Just to summarise and re-phrase the questions above (which migh be simpler):

  1. Which is the exact input for Seurat and Scanorama if I'm interested in using the top performance parameters obtained in the paper? (which were for the methods: Seurat v3 RPCA (RPCA + HVG + scaling - full gene exp. matrix); Scanorama (HVG + scaling - embedding))

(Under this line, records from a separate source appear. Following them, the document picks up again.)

PR #2731, opened 2025-03-20
#2729 - update `currentChatRoomReadUntil` when the latest message is deleted

### LINKED ISSUE #2729: `currentChatRoomReadUntil` getter doesn't get updated when the most recent message is deleted
### Problem
in the scroll event listener of `ChatMain.vue`, there is a logic that remembers to which point in the message chain the user has read:

https://github.com/okTurtles/group-income/blob/22c56d5807d7875e00a245d855b23ed90d75f34e/frontend/views/containers/chatroom/ChatMain.vue#L180-L188

This functions well in most cases but if the most recent message is deleted, this stops updating because `latestMessageCreatedHeight <= bottomMessageCreatedHeight` condition can never be `true` here.

(`latestMessageCreatedHeight` here is the `createdHeight` value of the deleted message and `bottomMessageCreatedHeight` is the value of  **the second most** recent message. So `latestMessageCreatedHeight` is always `> bottomMessageCreatedHeight` here temporarily until a new message is sent or received)

This can lead to temporarily breaking `auto-scroll-to-the-bottom when chatroom is initialised` functionality. (Once the user sends or receives a new message, this is gone. Hence the term 'temporarily' here.)

### Solution
Update the logic to take this case into account. (eg. `currentChatRoomReadUntil ` should be updated to the second most recent message if the latest one is deleted)

SebinSong:
closes #2729 

**[Before fix]**

Delete the latest message -> visit another channel -> come back to `#general` -> **does not** scroll to the bottom. 

https://github.com/user-attachments/assets/63aacabe-e458-49c7-b7a0-7589a8aaae6b

**[After fix]**

Delete the latest message -> visit another channel -> come back to #general -> **does** scroll to the bottom as expected.

https://github.com/user-attachments/assets/28b914e6-1fde-42fc-aa14-1cbb959c775c

### DIFF
--- a/frontend/controller/actions/identity-kv.js
+++ b/frontend/controller/actions/identity-kv.js
@@ -82,14 +82,17 @@ export default (sbp('sbp/selectors/register', {
       }
     })
   },
-  'gi.actions/identity/kv/setChatRoomReadUntil': ({ contractID, messageHash, createdHeight }: {
-    contractID: string, messageHash: string, createdHeight: number
+  'gi.actions/identity/kv/setChatRoomReadUntil': ({ contractID, messageHash, createdHeight, forceUpdate = false }: {
+    contractID: string,
+    messageHash: string,
+    createdHeight: number,
+    forceUpdate: boolean // In a rare case, the 'readUntil' value needs to be set to the msg with lower 'createdHeight'. (reference: https://github.com/okTurtles/group-income/issues/2729)
   }) => {
     return sbp('okTurtles.eventQueue/queueEvent', KV_QUEUE, async () => {
       const getUpdatedUnreadMessages = async () => {
         const currentData = await sbp('gi.actions/identity/kv/fetchChatRoomUnreadMessages')
 
-        if (currentData[contractID]?.readUntil.createdHeight < createdHeight) {
+        if (forceUpdate || currentData[contractID]?.readUntil.createdHeight < createdHeight) {
           const { unreadMessages } = currentData[contractID]
           return {
             ...currentData,
--- a/frontend/controller/actions/identity-kv.js
+++ b/frontend/controller/actions/identity-kv.js
@@ -86,7 +86,11 @@ export default (sbp('sbp/selectors/register', {
     contractID: string,
     messageHash: string,
     createdHeight: number,
-    forceUpdate: boolean // In a rare case, the 'readUntil' value needs to be set to the msg with lower 'createdHeight'. (reference: https://github.com/okTurtles/group-income/issues/2729)
+    // In a rare case, such as when the latest message is deleted,
+    // the 'readUntil' value needs to be set to the msg with lower 'createdHeight'.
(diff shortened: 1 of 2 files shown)


frontend/controller/actions/identity-kv.js
```diff
@@ -82,14 +82,17 @@ export default (sbp('sbp/selectors/register', {
       }
     })
   },
-  'gi.actions/identity/kv/setChatRoomReadUntil': ({ contractID, messageHash, createdHeight }: {
-    contractID: string, messageHash: string, createdHeight: number
+  'gi.actions/identity/kv/setChatRoomReadUntil': ({ contractID, messageHash, createdHeight, forceUpdate = false }: {
+    contractID: string,
+    messageHash: string,
+    createdHeight: number,
+    forceUpdate: boolean // In a rare case, the 'readUntil' value needs to be set to the msg with lower 'createdHeight'. (reference: https://github.com/okTurtles/group-income/issues/2729)
```
corrideat: This doesn't really say much other than that it's a 'rare case', which isn't very useful or informative. (Yes, I know the issue is referenced, but that requires extra steps and the issue also doesn't explain anything about `forceUpdate`).

If you'll add a comment here, can you say what the 'rare case' is, or if you want to be more general, say, 'in some (rare) cases, such as when the latest message is deleted, ...'? That gives immediate context to someone reading the code.

Also, the line is pretty long and the comment would likely be better placed above 89, possibly split across multiple lines.

(The motivation for this is that in this case it's possible to provide a concise and self-contained explanation of the entire context, including the what and the why for `forceUpdate`).

frontend/views/containers/chatroom/ChatMain.vue
```diff
@@ -948,15 +974,18 @@ export default ({
...
     },
-    updateReadUntilMessageHash ({ messageHash, createdHeight }) {
+    updateReadUntilMessageHash ({ messageHash, createdHeight, forceUpdate = false }) {
       const chatRoomID = this.ephemeral.renderingChatRoomId
       if (chatRoomID && this.isJoinedChatRoom(chatRoomID)) {
-        if (this.currentChatRoomReadUntil?.createdHeight >= createdHeight) {
-          // NOTE: skip adding useless invocations in KV_QUEUE queue
+        if (!forceUpdate && this.currentChatRoomReadUntil?.createdHeight >= createdHeight) {
+          // NOTE: skip adding useless invocations in KV_QUEUE queue.
+          //       'forceUpdate' flag here is for the rare case where the 'readUntil' value needs to be set to the msg with lower 'createdHeight'.
```
corrideat: Also here, adding at the end ', such as when the latest message is deleted' would clarify.

frontend/controller/actions/identity-kv.js
SebinSong: @corrideat valid point.

taoeffect (approved):
Fantastic work @SebinSong!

  2. Which type of information the unintegrated and integrated anndata objects need to provide to the function scib.me.metrics_fast() depending if I use type equal full or embed?

Sorry for the long post.

Thank you in advance for the great package and any feedback that you may give.

Best regards,

António

mumichae commented 1 year ago

Please refer to the documentation for a user guide for the required preprocessing steps and the API documentation for the different metrics and wrappers. Also check the scib-pipeline for the exact workflow that we used in the paper. This might help address some of your questions.

Conversion with R is something that might need to be updated at some point.